If it was mine, I'd go with the XPS on the outside (and under the slab). You can deal with the siding by hanging your plates the thickness of the foam. Or, since you spoke of siding the whole building with exterior foam, you could sheath the whole building with the same foam that covers your stem walls and your siding would be in the same plane (you would have to install some type of strapping to fasten you siding to).
Exterior foam near grad can be protected in a number of ways. Fastening metal lath and applying concrete stucco is probably the best. You can also use an EIFS type system. Or you can use coil stock, though this is fairly tacky looking IMO.
Your idea of making a foam and concrete sandwich has a number of problems.
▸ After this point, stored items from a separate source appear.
PR #351, opened 2020-11-10
Add .NET Standard support to some projects

joelverhagen:
Progress on https://github.com/NuGet/Engineering/issues/3487.

The approach taken here was to add `netstandard2.0` support to as many projects as possible. In places where the dependency was not needed for running the Azure Search Service, I only added `netstandard2.0` support if it was very easy (i.e. no code or dependency changes required). I only made code or dependency changes if the library was really needed at runtime for the Azure Search Service.

I chose to keep the `net472` target because I wanted to reduce the potential for restore graph or runtime changes for entry points still running on .NET Framework (everything, at this point). In the future when we have a more wholistic move to .NET Core, we can consider dropping the .NET Framework target.

Cross-targeting also has the benefit that you can conditionally compile some source files based on target framework. This is a great tool that allows you to only ports classes that really need to move and leave behind ones that aren't use by your entry point that's moving to .NET Core. For example, `ExceptionTelemetryProcessor` in NuGet.Services.Logging is not used by the Azure Search Service so it can be excluded from the `netstandard2.0` target but it can't be entirely deleted since it is used by the gallery.

The full status, per project is:

- NuGet.Services.AzureManagement
  - ✔️ added `netstandard2.0`
- NuGet.Services.Build
  - ❌ no change since the MSBuild APIs it uses require .NET Framework 
- NuGet.Services.Configuration
  - ✔️ added `netstandard2.0`
- NuGet.Services.Contracts
  - ✔️ added `netstandard2.0`
- NuGet.Services.Cursor
  - ❌ no change due to incompatible dependency on NuGet.Services.Storage
- NuGet.Services.FeatureFlags 
  - ✔️ added `netstandard2.0`
- NuGet.Services.Incidents
  - ✔️ added `netstandard2.0`
- NuGet.Services.KeyVault
  - ✔️ added `netstandard2.0`
  - ⚠️ updated Microsoft.Azure.KeyVault which supports .NET Framework and .NET Core
- NuGet.Services.Licenses
  - ✔️ added `netstandard2.0`
- NuGet.Services.Logging
  - ✔️ added `netstandard2.0`
  - ⚠️ excluded `ExceptionTelemetryProcessor` from the `netstandard2.0` target since it requires .NET Framework
- NuGet.Services.Messaging
  - ❌ no change due to incompatible dependency on NuGet.Services.ServiceBus
- NuGet.Services.Messaging.Email
  - ❌ no change due to incompatible dependency on NuGet.Services.ServiceBus and AnglicanGeek.MarkdownMailer
- NuGet.Services.Owin
  - ❌ no change due to incompatible dependency on Microsoft.Owin
- NuGet.Services.ServiceBus
  - ❌ this one cannot move to `netstandard2.0` due to the WindowsAzure.ServiceBus dependency
- NuGet.Services.Sql
  - ✔️ added `netstandard2.0`
  - ⚠️ added System.Data.SqlClient on the `netstandard2.0` target since it's not included by default in .NET Core
- NuGet.Services.Status.Table
  - ✔️ added `netstandard2.0`
- NuGet.Services.Status
  - ✔️ added `netstandard2.0`
- NuGet.Services.Storage
  - ❌ no change due to unavailable synchronous APIs in WindowsAzure.Storage used in constructors
- NuGet.Services.Validation
  - ❌ no change due to incompatible dependency on NuGet.Services.ServiceBus
- NuGet.Services.Validation.Issues
  - ✔️ added `netstandard2.0`

Other minor changes:
- Removed unnecessary explicit MicroBuild reference (it's pulled in by Build.Directory.props)
- Removed noisy warning from the batch signing task
- Added a very basic "outer build" support to the batch signing task by enumerating files to sign for each of the 3 target frameworks that will be used during this migration process.
- Add an option to the web app creation to disable signing and to not automatically ZIP
  - This enables a yucky batch signing approach needed for `dotnet publish` of a .NET Core web app (best option I found)
- Updated to Newtonsoft.Json 10.0.3 since this is needed for the updated KeyVault dependency


src/NuGet.Services.KeyVault/NuGet.Services.KeyVault.csproj
```diff
@@ -1,13 +1,13 @@
...
   <PropertyGroup>
-    <TargetFramework>net472</TargetFramework>
+    <TargetFrameworks>net472;netstandard2.0</TargetFrameworks>
     <Description>Key vault access for NuGet services</Description>
   </PropertyGroup>
 
   <ItemGroup>
     <PackageReference Include="Microsoft.Azure.KeyVault">
-      <Version>1.0.0</Version>
+      <Version>3.0.5</Version>
```
skofman1, line 10: >. [](start = 16, length = 1)

that's a big version bump.. are we good?

skofman1 (approved):
:shipit:

src/NuGet.Services.KeyVault/NuGet.Services.KeyVault.csproj
joelverhagen: I have validated on gallery and the new .NET Core Azure Search service during an intermediate stage but I am revalidating this PR again and in more places. See https://github.com/NuGet/Engineering/issues/3487 for my test plan.

loic-sharma (approved):

PR #355, opened 2021-01-25
Update Orchestrator message serialization libraries

loic-sharma:
Create the libraries to serialize and deserialize the new [`StartValidation`](https://github.com/NuGet/Engineering/blob/master/Server.Specs/ValidationProtocol.md#start-validation-message) and [`CheckValidationSet`](https://github.com/NuGet/Engineering/blob/master/Server.Specs/OrchestratorUnifiedValidations.md#checkvalidationset) messages.

Part of https://github.com/NuGet/Engineering/issues/3612

<details>
<summary>Testing...</summary>

Build: https://dev.azure.com/devdiv/DevDiv/_build/results?buildId=4406068&view=results
</details>

/cc @nikhgup

### DIFF
--- a/src/NuGet.Services.Validation/PackageValidationMessageType.cs
+++ b/src/NuGet.Services.Validation/PackageValidationMessageType.cs
@@ -5,7 +5,9 @@ namespace NuGet.Services.Validation
 {
     public enum PackageValidationMessageType
     {
+        StartValidation,
         ProcessValidationSet,
+        CheckValidationSet,
         CheckValidator,
     }
 }
--- a/src/NuGet.Services.Validation/CheckValidationSetData.cs
+++ b/src/NuGet.Services.Validation/CheckValidationSetData.cs
@@ -1,0 +1,27 @@
+﻿// Copyright (c) .NET Foundation. All rights reserved.
+// Licensed under the Apache License, Version 2.0. See License.txt in the project root for license information.
+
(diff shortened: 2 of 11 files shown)


src/NuGet.Services.Validation/PackageValidationMessageType.cs
```diff
@@ -5,7 +5,9 @@ namespace NuGet.Services.Validation
 {
     public enum PackageValidationMessageType
     {
+        StartValidation,
         ProcessValidationSet,
```
joelverhagen, line 9: It's safest to only add enum values at the end since numeric values are defined from top to bottom. This is fine if we're 100% sure that we're not using integer serialization anywhere and only ever the string serialization.

joelverhagen (approved):

src/NuGet.Services.Validation/PackageValidationMessageType.cs
loic-sharma: Yup, we're not serializing the `PackageValidationMessageType` type at all. It is only used in memory when determining which property to read off the [`PackageValidationMessageData`](https://github.com/NuGet/ServerCommon/blob/dad3f6daca3bfc8106780ae7d83b2eabf22f5b86/src/NuGet.Services.Validation/PackageValidationMessageData.cs#L76-L78).

PR #360, opened 2021-02-25
adding sync methods for servicebus to be used for marketplace

nikhgup:
Marketplace job agents are synchronous. Adding async support would be a large undertaking, so instead, we will use synchronous methods to send Service Bus messages.

### DIFF
--- a/src/NuGet.Services.ServiceBus/TopicClientWrapper.cs
+++ b/src/NuGet.Services.ServiceBus/TopicClientWrapper.cs
@@ -39,41 +39,13 @@ namespace NuGet.Services.ServiceBus
 
         public Task SendAsync(IBrokeredMessage message)
         {
-            // For now, assume the only implementation is the wrapper type. We could clone over all properties
-            // that the interface supports, but this is not necessary right now.
-            var wrapper = message as BrokeredMessageWrapper;
-            BrokeredMessage innerMessage;
-            if (message != null)
-            {
-                innerMessage = wrapper.BrokeredMessage;
-            }
-            else
-            {
-                throw new ArgumentException(
-                    $"The message must be of type {typeof(BrokeredMessageWrapper).FullName}.",
-                    nameof(message));
-            }
-
+            BrokeredMessage innerMessage = GetBrokeredMessage(message);
             return _client.SendAsync(innerMessage);
         }
 
         public void Send(IBrokeredMessage message)
         {
-            // For now, assume the only implementation is the wrapper type. We could clone over all properties
-            // that the interface supports, but this is not necessary right now.
-            var wrapper = message as BrokeredMessageWrapper;
-            BrokeredMessage innerMessage;
-            if (message != null)
-            {
-                innerMessage = wrapper.BrokeredMessage;
-            }
-            else
-            {
-                throw new ArgumentException(
-                    $"The message must be of type {typeof(BrokeredMessageWrapper).FullName}.",
-                    nameof(message));
-            }
-
+            BrokeredMessage innerMessage = GetBrokeredMessage(message);
             _client.Send(innerMessage);
         }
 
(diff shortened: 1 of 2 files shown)


nikhgup:
@loic-sharma please review

src/NuGet.Services.ServiceBus/TopicClientWrapper.cs
```diff
@@ -53,13 +75,7 @@ public Task SendAsync(IBrokeredMessage message)
...
                     nameof(message));
             }
-
-            return _client.SendAsync(innerMessage);
-        }
-
-        public Task Close()
-        {
-            return _client.CloseAsync();
+            return innerMessage;
```
loic-sharma, line 78: Please add an extra line:
 
```suggestion

            return innerMessage;
```

src/NuGet.Services.ServiceBus/TopicClientWrapper.cs
```diff
@@ -38,6 +38,28 @@ public TopicClientWrapper(string clientId, string clientSecret, string tenantId,
...
+
+        public void CloseSync()
+        {
+            _client.Close();
+        }
+
+        public Task Close()
+        {
+            return _client.CloseAsync();
+        }
```
loic-sharma, line 60: Oops this was a mistake by us. This method should've had an `Async` suffix and `await` the task. See: https://github.com/davidfowl/AspNetCoreDiagnosticScenarios/blob/master/AsyncGuidance.md#prefer-asyncawait-over-directly-returning-task

Would you mind fixing that as part of your change?

```suggestion
        public async Task CloseAsync()
        {
            await _client.CloseAsync();
        }
```

loic-sharma: Also, this well you rename `CloseSync` to `Close` to match the underlying SDK :)

src/NuGet.Services.ServiceBus/TopicClientWrapper.cs
```diff
@@ -38,6 +38,28 @@ public TopicClientWrapper(string clientId, string clientSecret, string tenantId,
         }
 
         public Task SendAsync(IBrokeredMessage message)
+        {
+            BrokeredMessage innerMessage = GetBrokeredMessage(message);
```
loic-sharma, line 42: Nit: NuGet style is to use `var` wherever possible:

```suggestion
            var innerMessage = GetBrokeredMessage(message);
```

src/NuGet.Services.ServiceBus/TopicClientWrapper.cs
```diff
@@ -38,6 +38,28 @@ public TopicClientWrapper(string clientId, string clientSecret, string tenantId,
...
+            return _client.SendAsync(innerMessage);
+        }
+
+        public void Send(IBrokeredMessage message)
+        {
+            BrokeredMessage innerMessage = GetBrokeredMessage(message);
```
loic-sharma, line 48: Please use var:

```suggestion
            var innerMessage = GetBrokeredMessage(message);
```

loic-sharma:
Thanks for opening this! As part of this change, please add the `Send`, `Close`, and `CloseAsync` methods to the [`ITopicClient` interface](https://github.com/NuGet/ServerCommon/blob/master/src/NuGet.Services.Contracts/ServiceBus/ITopicClient.cs). Other than that, your changes look good. I'll merge this in once you've addressed the feedback.

src/NuGet.Services.ServiceBus/TopicClientWrapper.cs
```diff
@@ -38,6 +38,28 @@ public TopicClientWrapper(string clientId, string clientSecret, string tenantId,
...
+
+        public void Send(IBrokeredMessage message)
+        {
+            var innerMessage = GetBrokeredMessage(message);
+            _client.Send(innerMessage);
+        }
+
+        public void Close()
+        {
+            _client.Close();
```
loic-sharma, line 54: @joelverhagen Any concerns about this? This will swap out Gallery DI with synchronous implementation here, but this seems like a good thing to me: https://github.com/NuGet/NuGetGallery/blob/67084b9f518e299dc6712c34a8ca10506aee4bc4/src/NuGetGallery/App_Start/DefaultDependenciesModule.cs#L754-L758

loic-sharma (approved):

src/NuGet.Services.ServiceBus/TopicClientWrapper.cs
nikhgup: @loic I am not sure about Nuget source code, but will it not give build error when nugetgallery code will use new version of servicebus complaining about return type of this method(for sync it is void and for async it is Task)?

joelverhagen: This is a good change. Just make sure is doesn't cause any weird exceptions thrown on shutdown. You can use a debugger to verify this in Gallery codebase (maybe @loic-sharma will do this? donno)

joelverhagen (approved):

src/NuGet.Services.ServiceBus/TopicClientWrapper.cs
loic-sharma: > but will it not give build error ... ?

Good question. The `Release` method accepts an `Action`, so the returned `Task` is ignored.

Yup I'll take care of the Gallery verification + upgrade for this change.

zhhyu (approved):

PR #361, opened 2021-03-04
Adding build cmdlet arguments to make msbuild produce binlog

agr:
Sometimes you need it, and making msbuild to produce binlog in local copy is a bit of a pain.

This adds appropriate arguments to all cmdlets that end up calling msbuild.


loic-sharma (approved):

joelverhagen (approved):
💯

PR #363, opened 2021-03-18
Sync secret reader with background refresh task.

agr:
Progress on https://github.com/NuGet/Engineering/issues/3522

Added sync secret reader and secret injector.

Secret reader receives the list of secret names to refresh and does all refreshes strictly in background. Read operation always reads from cache (regardless of staleness), with some emergency updates to the secret list if unknown secrets are requested.

Secret injector is pretty much a copy of old secret injector, but using the new reader interface and not doing async operations.

`GetSecretNames` function was moved to a separate class to be reused between secret injector implementations.


src/NuGet.Services.FeatureFlags/FeatureFlagCacheService.cs
```diff
@@ -10,28 +10,28 @@ namespace NuGet.Services.FeatureFlags
 {
     public class FeatureFlagCacheService : IFeatureFlagCacheService
     {
-        private readonly IFeatureFlagStorageService _storage;
```
agr, line 13: Will revert the whole file and send a separate PR.
Need both changes for testing.

agr: https://github.com/NuGet/ServerCommon/pull/364

tests/NuGet.Services.KeyVault.Tests/CachingBackgroundRefreshingSecretReaderFacts.cs
```diff
@@ -0,0 +1,212 @@
...
+            _secretReaderMock
+                .Setup(sr => sr.GetSecretObjectAsync(secretName, It.IsAny<ILogger>()))
+                .ReturnsAsync(new KeyVaultSecret(secretName, secretValue, null))
+                .Callback(() => mre.Set());
+
+            Record.Exception(() => target.GetSecret(secretName));
+            Assert.True(mre.Wait(1000));
+            // There is a race here between the current thread calling `GetSecret` and the background thread
+            // refreshing the cache. We'll sleep extra second to let background thread win that race.
+            Thread.Sleep(1000);
```
agr, line 73: Any suggestions here?

src/NuGet.Services.KeyVault/CachingBackgroundRefreshingSecretReader.cs
```diff
@@ -0,0 +1,275 @@
...
+        {
+            if (secretName == null)
+            {
+                throw new ArgumentNullException(nameof(secretName));
+            }
+            if (string.IsNullOrWhiteSpace(secretName))
+            {
+                throw new ArgumentException($"{nameof(secretName)} must not be empty", nameof(secretName));
+            }
+            // Given that the user of the object called WaitForTheFirstRefhresh() on their own
```
joelverhagen, line 128:
```suggestion
            // Given that the user of the object called WaitForTheFirstRefresh() on their own
```

src/NuGet.Services.KeyVault/CachingBackgroundRefreshingSecretReader.cs
```diff
@@ -0,0 +1,275 @@
...
+            // this call should never block
+            WaitForTheFirstRefresh();
+            if (_cachedSecrets.TryGetValue(secretName, out var cachedSecret))
+            {
+                if (cachedSecret == null)
```
joelverhagen, line 133: I'm wondering if allowing the `null` state is worth it. Consider the Azure Search Service which does a similar synchronous wait for all secrets:
https://github.com/NuGet/NuGet.Jobs/blob/376ac06e6e07d4ee8d1e28f6b2346e3891487496/src/NuGet.Services.SearchService.Core/Startup.cs#L131-L168

It essentially throws an exception if any secret name is asked for that isn't cached:
https://github.com/NuGet/NuGet.Jobs/blob/376ac06e6e07d4ee8d1e28f6b2346e3891487496/src/NuGet.Services.SearchService.Core/Startup.cs#L161

Do you think that we could simplify the code in this similar way?

src/NuGet.Services.KeyVault/ISyncSecretReader.cs
```diff
@@ -0,0 +1,16 @@
...
+namespace NuGet.Services.KeyVault
+{
+    /// <summary>
+    /// An alternative to <see cref="ISecretReader"/> that provides sync interface for
+    /// secret retrieval. It is assumed that an implementation would not block calls to the interface method(s) for
+    /// some kind of I/O, but it will retrieve them in appropriate context instead (for example background thread).
+    /// </summary>
+    public interface ISyncSecretReader
+    {
+        string GetSecret(string secretName);
```
joelverhagen, line 13: I'm wondering if we really need the sync version of this interface. Is it adding much? In my Azure Search approach I simply have an async implementation that, after startup and some flag is set, uncached reads throw an exception:
https://github.com/NuGet/ServerCommon/blob/554144e453653e1ae65c9234c9742ed811d50457/src/NuGet.Services.KeyVault/RefreshableSecretReader.cs#L98-L101

agr: Strictly speaking, we don't need sync version, but it helps getting rid of good chunk of `Task.Result` calls we make during DI resolution. Previously, configuration was constructed once, so those `Task.Result` calls happened at startup, now they would happen all the time during service operation. If there is a negative impact of using it, I wanted to not have it called at all.

tests/NuGet.Services.KeyVault.Tests/CachingBackgroundRefreshingSecretReaderFacts.cs
joelverhagen: Maybe a bit ugly but it couldn't be more simple 😄. I think it's fine and better than some complex usage of async primitives or callbacks.

joelverhagen:
In general the implementation looks very solid. However I wonder whether it's really necessary to have the number of safe-guards you have. In my mind the path for secret reading should be very simple and not require new interfaces or much forking in logic.

1. Sync blocking on async during startup to populate all of the secrets initially
2. Subsequent reads always come from cache (and throw if the secret name is not present) -- ideally we get step 1 good enough so there are no "surprise" secrets
3. Refresh in the background.

This is mostly what you already have but I've implemented it in what I feel is a simpler way in Search Service. That being said Search Service was built from the ground up with KeyVault integration in mind so it there were less surprising places where secrets were needed. 

I am fine with this implementation if you thing it is really necessary given the complexity of gallery itself. I just hope we keep the absolute simplest implementation possible by pushing as much smarts as possible into that step 1 where we know all the secrets and load the initial version synchronously.

joelverhagen:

You would need some bombproof method of securing the foam, like some sort of modified snap tie that held it between the two wall forms (maybe you could devise something out of threaded rods). Pouring could be done, but you would always run the risk of smashing the foam and ruining the whole thing. You would wind up with two 4" walls which don't equal the strength of an 8" wall. Then there is the rebar to deal with. It's hard enough sometimes to get sufficient cover over the rebar with a conventional wall, let alone two four inch walls.